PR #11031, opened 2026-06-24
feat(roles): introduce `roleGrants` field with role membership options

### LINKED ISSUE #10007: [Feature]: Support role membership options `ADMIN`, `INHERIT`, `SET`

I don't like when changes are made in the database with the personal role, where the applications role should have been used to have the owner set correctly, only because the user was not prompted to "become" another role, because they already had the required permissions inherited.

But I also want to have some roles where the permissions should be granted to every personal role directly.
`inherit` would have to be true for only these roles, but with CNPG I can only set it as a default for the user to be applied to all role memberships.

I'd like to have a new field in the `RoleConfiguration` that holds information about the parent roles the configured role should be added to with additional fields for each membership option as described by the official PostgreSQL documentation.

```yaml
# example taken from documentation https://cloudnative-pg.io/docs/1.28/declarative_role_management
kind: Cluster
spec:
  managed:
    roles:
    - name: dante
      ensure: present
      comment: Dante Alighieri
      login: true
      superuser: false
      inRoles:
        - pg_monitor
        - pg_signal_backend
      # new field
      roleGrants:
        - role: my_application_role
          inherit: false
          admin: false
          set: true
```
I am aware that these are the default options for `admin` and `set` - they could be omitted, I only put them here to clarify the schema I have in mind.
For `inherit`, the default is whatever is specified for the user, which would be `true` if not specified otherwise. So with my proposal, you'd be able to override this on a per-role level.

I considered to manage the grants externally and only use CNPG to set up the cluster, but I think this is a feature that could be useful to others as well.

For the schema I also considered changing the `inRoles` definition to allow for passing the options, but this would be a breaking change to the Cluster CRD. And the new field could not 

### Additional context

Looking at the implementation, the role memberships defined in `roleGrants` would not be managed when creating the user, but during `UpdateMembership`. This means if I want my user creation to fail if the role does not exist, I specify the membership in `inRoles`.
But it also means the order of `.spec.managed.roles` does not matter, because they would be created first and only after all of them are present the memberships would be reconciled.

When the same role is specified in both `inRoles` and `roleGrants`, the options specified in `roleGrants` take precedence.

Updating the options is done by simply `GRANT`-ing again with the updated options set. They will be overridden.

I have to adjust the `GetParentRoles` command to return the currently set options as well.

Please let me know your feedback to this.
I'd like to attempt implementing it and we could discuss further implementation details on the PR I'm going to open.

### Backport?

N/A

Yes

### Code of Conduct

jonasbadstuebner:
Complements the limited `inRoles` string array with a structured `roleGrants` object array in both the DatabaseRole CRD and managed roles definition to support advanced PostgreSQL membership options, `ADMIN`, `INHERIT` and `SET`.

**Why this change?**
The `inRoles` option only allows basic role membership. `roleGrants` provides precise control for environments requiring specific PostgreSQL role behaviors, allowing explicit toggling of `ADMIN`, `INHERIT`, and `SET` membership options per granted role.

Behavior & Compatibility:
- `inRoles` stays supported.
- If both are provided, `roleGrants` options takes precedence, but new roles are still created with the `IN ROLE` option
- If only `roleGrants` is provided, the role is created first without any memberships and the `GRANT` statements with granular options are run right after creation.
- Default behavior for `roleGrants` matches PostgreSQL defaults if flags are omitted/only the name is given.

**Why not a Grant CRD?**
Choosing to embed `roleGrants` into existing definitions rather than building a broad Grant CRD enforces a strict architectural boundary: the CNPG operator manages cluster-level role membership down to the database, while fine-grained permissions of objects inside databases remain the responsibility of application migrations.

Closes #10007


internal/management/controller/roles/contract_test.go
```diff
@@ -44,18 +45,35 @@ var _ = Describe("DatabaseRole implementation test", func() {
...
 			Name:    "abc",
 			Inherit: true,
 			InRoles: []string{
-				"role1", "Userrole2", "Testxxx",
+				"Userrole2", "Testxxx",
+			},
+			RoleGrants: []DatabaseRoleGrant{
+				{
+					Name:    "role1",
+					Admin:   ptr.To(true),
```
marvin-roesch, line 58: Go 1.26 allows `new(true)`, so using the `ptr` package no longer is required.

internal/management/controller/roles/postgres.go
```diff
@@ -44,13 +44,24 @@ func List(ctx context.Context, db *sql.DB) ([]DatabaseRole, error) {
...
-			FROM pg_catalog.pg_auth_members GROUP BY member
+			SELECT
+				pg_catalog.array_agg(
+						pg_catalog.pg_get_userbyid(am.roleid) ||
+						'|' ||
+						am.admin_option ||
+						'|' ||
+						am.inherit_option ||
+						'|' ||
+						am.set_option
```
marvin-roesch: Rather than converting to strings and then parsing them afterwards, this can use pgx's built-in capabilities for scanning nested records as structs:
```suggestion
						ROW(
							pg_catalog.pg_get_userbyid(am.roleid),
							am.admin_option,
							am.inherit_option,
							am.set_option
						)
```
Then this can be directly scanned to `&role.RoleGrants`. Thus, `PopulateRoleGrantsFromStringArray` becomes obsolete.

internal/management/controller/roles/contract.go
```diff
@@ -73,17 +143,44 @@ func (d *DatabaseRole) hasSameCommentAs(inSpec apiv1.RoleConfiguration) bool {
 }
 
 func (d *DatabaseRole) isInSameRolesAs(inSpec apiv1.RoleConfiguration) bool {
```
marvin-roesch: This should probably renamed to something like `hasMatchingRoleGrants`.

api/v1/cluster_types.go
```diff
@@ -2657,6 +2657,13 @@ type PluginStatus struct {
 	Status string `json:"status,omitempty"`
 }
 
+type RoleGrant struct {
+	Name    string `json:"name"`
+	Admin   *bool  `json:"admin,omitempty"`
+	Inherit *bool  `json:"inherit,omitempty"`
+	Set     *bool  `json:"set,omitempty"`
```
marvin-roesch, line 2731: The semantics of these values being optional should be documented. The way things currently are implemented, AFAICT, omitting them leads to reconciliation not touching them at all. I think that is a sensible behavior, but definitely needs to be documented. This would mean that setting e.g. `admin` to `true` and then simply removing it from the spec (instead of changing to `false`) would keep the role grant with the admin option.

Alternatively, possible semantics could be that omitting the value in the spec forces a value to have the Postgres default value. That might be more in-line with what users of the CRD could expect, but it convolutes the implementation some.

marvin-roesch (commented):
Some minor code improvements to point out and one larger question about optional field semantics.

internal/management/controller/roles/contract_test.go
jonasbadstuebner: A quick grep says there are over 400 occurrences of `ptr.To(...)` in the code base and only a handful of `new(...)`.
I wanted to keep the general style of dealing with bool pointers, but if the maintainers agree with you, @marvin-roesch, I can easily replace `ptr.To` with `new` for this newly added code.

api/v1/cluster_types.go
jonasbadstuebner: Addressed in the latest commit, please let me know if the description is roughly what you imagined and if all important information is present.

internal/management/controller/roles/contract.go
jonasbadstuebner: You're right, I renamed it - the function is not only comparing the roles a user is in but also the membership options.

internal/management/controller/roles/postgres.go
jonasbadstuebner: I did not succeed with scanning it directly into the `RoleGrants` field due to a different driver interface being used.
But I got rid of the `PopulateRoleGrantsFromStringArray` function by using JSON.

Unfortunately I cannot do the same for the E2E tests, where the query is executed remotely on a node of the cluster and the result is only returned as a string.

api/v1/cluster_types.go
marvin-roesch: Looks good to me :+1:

◇ ◇ ◇ ◇ ◇ ◇ ◇

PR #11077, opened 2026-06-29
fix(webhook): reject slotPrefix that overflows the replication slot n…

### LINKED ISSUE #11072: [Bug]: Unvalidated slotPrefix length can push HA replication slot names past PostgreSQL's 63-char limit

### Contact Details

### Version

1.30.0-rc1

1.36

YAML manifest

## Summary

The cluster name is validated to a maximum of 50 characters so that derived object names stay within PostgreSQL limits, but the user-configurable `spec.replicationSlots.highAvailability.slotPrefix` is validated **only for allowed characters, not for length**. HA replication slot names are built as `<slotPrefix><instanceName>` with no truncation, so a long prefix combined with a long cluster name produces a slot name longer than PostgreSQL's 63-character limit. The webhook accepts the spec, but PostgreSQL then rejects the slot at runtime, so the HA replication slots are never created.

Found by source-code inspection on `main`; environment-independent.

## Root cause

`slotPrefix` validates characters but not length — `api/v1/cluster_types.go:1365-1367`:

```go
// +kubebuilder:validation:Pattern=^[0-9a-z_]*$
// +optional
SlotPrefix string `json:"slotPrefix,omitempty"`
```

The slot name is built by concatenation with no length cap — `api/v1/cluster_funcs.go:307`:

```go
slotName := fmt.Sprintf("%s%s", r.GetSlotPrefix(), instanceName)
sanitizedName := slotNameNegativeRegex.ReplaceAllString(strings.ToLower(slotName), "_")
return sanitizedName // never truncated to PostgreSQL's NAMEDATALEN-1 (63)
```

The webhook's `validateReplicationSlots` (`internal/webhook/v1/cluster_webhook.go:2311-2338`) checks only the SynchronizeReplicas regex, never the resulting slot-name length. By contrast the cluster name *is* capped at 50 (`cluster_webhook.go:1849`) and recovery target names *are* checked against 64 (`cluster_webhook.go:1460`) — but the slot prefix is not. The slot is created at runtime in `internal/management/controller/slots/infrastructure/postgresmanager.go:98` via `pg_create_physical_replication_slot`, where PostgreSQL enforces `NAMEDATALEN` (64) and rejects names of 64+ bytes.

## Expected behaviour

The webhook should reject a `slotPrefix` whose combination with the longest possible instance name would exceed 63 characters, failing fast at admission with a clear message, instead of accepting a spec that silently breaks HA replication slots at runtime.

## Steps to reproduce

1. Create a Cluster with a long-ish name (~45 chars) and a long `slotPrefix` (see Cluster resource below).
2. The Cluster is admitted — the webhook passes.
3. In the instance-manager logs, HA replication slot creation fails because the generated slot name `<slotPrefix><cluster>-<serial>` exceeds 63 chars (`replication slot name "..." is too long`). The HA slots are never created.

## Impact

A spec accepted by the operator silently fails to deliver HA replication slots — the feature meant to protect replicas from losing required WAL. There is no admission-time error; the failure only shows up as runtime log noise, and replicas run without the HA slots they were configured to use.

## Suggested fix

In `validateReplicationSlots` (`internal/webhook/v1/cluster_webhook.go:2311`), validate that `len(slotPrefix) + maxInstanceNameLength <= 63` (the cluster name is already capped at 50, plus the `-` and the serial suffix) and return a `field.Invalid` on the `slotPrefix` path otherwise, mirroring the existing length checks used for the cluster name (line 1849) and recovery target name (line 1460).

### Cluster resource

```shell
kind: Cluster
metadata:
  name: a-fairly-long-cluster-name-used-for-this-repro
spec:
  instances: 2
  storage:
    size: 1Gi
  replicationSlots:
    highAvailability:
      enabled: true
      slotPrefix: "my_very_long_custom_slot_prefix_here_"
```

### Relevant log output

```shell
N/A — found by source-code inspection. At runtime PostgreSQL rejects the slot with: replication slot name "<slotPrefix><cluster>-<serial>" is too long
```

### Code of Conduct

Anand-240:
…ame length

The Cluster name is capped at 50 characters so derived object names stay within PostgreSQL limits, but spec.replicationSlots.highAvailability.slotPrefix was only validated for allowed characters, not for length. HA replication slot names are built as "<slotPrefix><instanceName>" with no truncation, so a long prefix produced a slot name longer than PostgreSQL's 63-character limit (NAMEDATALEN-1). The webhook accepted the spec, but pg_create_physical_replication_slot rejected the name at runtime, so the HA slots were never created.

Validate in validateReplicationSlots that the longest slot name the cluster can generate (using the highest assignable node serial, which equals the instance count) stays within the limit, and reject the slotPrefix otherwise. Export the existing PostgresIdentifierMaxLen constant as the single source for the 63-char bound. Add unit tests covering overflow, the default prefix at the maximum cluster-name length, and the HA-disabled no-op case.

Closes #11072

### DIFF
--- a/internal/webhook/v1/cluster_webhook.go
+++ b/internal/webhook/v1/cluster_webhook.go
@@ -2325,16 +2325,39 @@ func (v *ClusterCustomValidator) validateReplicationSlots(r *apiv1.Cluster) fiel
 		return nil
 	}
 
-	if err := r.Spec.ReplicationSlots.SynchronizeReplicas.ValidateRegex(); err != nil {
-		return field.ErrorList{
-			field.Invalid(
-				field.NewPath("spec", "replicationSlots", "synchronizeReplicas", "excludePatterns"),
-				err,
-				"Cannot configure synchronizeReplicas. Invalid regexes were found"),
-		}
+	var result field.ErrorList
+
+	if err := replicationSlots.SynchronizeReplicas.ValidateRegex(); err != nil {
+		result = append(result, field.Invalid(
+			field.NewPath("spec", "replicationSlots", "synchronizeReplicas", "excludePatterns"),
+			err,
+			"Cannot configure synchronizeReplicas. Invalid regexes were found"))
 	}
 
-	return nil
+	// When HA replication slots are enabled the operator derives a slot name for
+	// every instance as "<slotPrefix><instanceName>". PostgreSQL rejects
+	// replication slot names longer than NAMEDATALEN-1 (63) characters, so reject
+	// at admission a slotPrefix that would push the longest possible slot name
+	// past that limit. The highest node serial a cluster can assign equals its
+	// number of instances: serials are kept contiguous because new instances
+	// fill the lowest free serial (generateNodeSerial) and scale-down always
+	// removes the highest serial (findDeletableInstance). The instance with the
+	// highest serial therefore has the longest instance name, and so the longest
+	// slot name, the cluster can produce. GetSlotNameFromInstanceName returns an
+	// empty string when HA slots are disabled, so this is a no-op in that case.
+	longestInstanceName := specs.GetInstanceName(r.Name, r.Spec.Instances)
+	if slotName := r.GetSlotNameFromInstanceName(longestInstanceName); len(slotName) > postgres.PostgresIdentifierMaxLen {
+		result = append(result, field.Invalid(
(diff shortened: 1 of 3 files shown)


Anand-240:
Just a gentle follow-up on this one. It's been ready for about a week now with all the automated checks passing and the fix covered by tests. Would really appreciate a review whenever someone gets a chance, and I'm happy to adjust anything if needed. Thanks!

◇ ◇ ◇ ◇ ◇ ◇ ◇

:: Work to complete ::
The expected answer is every line above in which the word "well" appears.

:: Task output ::
I considered to manage the grants externally and only use CNPG to set up the cluster, but I think this is a feature that could be useful to others as well.
I have to adjust the `GetParentRoles` command to return the currently set options as well.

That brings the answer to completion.